После этого собрания разговоры не прекратились. Они приняли несколько другое направление. Коммунары стали поговаривать о том, что, пожалуй, придется сменить председателя и завхоза и что вот беда — кого же на их место поставят? Вернее всего, этого нового, Лундина.
Глава шестнадцатая
Топор дрогнул в уверенной руке, и случилось необычайное: острый, вспыхивающий на солнце угол врезался в руку, просадив мясо до кости. Влас растерянно выронил топор и ухватился за пораненную руку. Алая кровь испугала.

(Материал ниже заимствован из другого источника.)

PR #1794, opened 2023-12-02
fix(gui/$DISPLAY): Add guard to X11/XWayland `$DISPLAY` check

### LINKED ISSUE #1792: GUI cannot run in native Wayland-only session
### What happened?

GUI cannot run in native Wayland-only session

* run in `gnome-shell --no-x11` session or `DISPLAY= input-leap`
* it says `The InputLeap GUI requires the DISPLAY environment variable to be set. Quitting...`

### Version

3e68145

from source

Linux

Wayland

Arch Linux, GNOME 45.1

### Relevant log output

_No response_

### Any other information

I've locally removed the code checking for Xwayland, and it runs in wayland-only just fine in both client and server, so IIUC there's no need for such checking nowadays.

shymega:
As reported in #1792, a bug has been noticed where Input Leap GUI
doesn't recognise 'libportal' support as being present on the system,
and thus refuses to start.

This is a compile-time guard, so it's not checked at run-time.

In future, I will refactor this check to be optional (enabled by
default, adjustable by CMake option), and to simply probe libportal
and/or X11 safely, to ascertain whenever it needs the `$DISPLAY`
variable. It is not a perfect fix, and we should look to refactor.

Fixes #1792.
Closes #1800 - this PR and #1800 are mutually exclusive, and only one is
needed at this point. Both address #1792, but I've approached the
problem from two different perspectives.

## Contributor Checklist:

### DIFF
--- a/src/gui/src/DisplayIsValid.cpp
+++ b/src/gui/src/DisplayIsValid.cpp
@@ -1,4 +1,4 @@
-#ifdef WINAPI_XWINDOWS
+#if (defined(WINAPI_XWINDOWS) && (!defined(HAVE_LIBPORTAL_INPUTCAPTURE) || !defined(HAVE_LIBPORTAL_SESSION_CONNECT_TO_EIS)))
 
 #include "DisplayIsValid.h"
 #include <X11/Xlib.h>
--- a/src/gui/src/DisplayIsValid.h
+++ b/src/gui/src/DisplayIsValid.h
@@ -1,5 +1,5 @@
 #pragma once
 
-#ifdef WINAPI_XWINDOWS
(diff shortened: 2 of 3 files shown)


shymega:
I haven't added a newsfragment yet. This needs to be done before merging. I'm as of yet not come up with a suitable fragment.

sithlord48 (approved):

sithlord48 (approved):

darkblaze69:
Checked this patch, and it still can't run in wayland in contrast to #1800:

`The InputLeap GUI requires the DISPLAY environment variable to be set. Quitting...`

shymega:
OK, best to merge #1800 then. @sithlord48 Can you review #1800 please? This PR isn't working, so #1800 is fallback.

sithlord48:
Since this one is the one we are not going to land can we close it ?

shymega:
We can - when the other PR lands, this PR will be closed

Он побледнел и сдавленно крикнул:
— Беда...
Работающие поблизости товарищи подбежали к нему и неумело завозились с окровавленной рукой.
— Ух, как ты полоснул!.. Крови-то сколько!.. В больницу надо!..
Власу было больно. Он зажимал рукавом широкую кровоточащую рану, морщился и тревожно и неуверенно успокаивал сам себя:
— Кость-то, кажись, цела... И жилу главную не тронул... Вот какая беда... Как это я оплошал?..
— Оплошал ты, Медведев. Мог без руки остаться!
— Вали скорее на перевязку!
Андрей, подошедший на непривычную сутолоку во время работы, ухватил все быстро взглядом и, поняв с двух слов случившееся, повел Власа в амбулаторию.
— Как ты это неосторожно... — покачал он головой.
— Уж и сам не знаю...
Из амбулатории Влас прошел прямо в свой барак и там, разнося вокруг себя больничные запахи, стал слоняться из угла в угол. Туго забинтованная рука беспокоила его ноющей болью, а еще больше того необходимостью держать ее осторожно и неподвижно на перевязи. Было тоскливо и скучно. Все были на работе, а ему приходилось из-за этой дурной неосторожности своей сидеть без дела в одиночестве. И еще томили слова доктора:
— Заживать она у тебя будет долго. Опасного ничего нету, а на месяц, если не больше, считай себя на отдыхе.
Влас с нетерпением дождался конца рабочего дня, когда барак наполнился шумно возвращавшимися с работы товарищами. Савельич, уж знавший о происшествии, оглядел его забинтованную руку и досадливо почесал в бороде.
— Да... Зря это у тебя. Совсем ни к чему...
И вот потянулись томительно-однообразные дни. Они отмечались только прогулками в больницу на перевязку и редкими выходами на постройку, где Влас подолгу простаивал на одном месте, наблюдая за тем, как работа кипит без него, спорится и растет.
Вынужденное безделье толкало Власа на упорные размышления. Он много думал, лежа на койке или бродя возле барака. Его мысли сначала были беспорядочны, бессвязны: думалось обо всем понемногу, о разных мелочах. Но с каждым днем одна мысль неуклонно и упорно овладевала им и становилась неотвратимой. Мысль о доме.
Теперь, когда он был вынужденно свободен, когда у него был такой большой досуг, можно было помечтать о доме. И он предавался этим мечтам. Его охватывал соблазн съездить домой, посмотреть на своих и, главное, посмотреть на коммуну. Этот соблазн был силен, но Влас боролся с ним: было чего-то стыдно и неловко.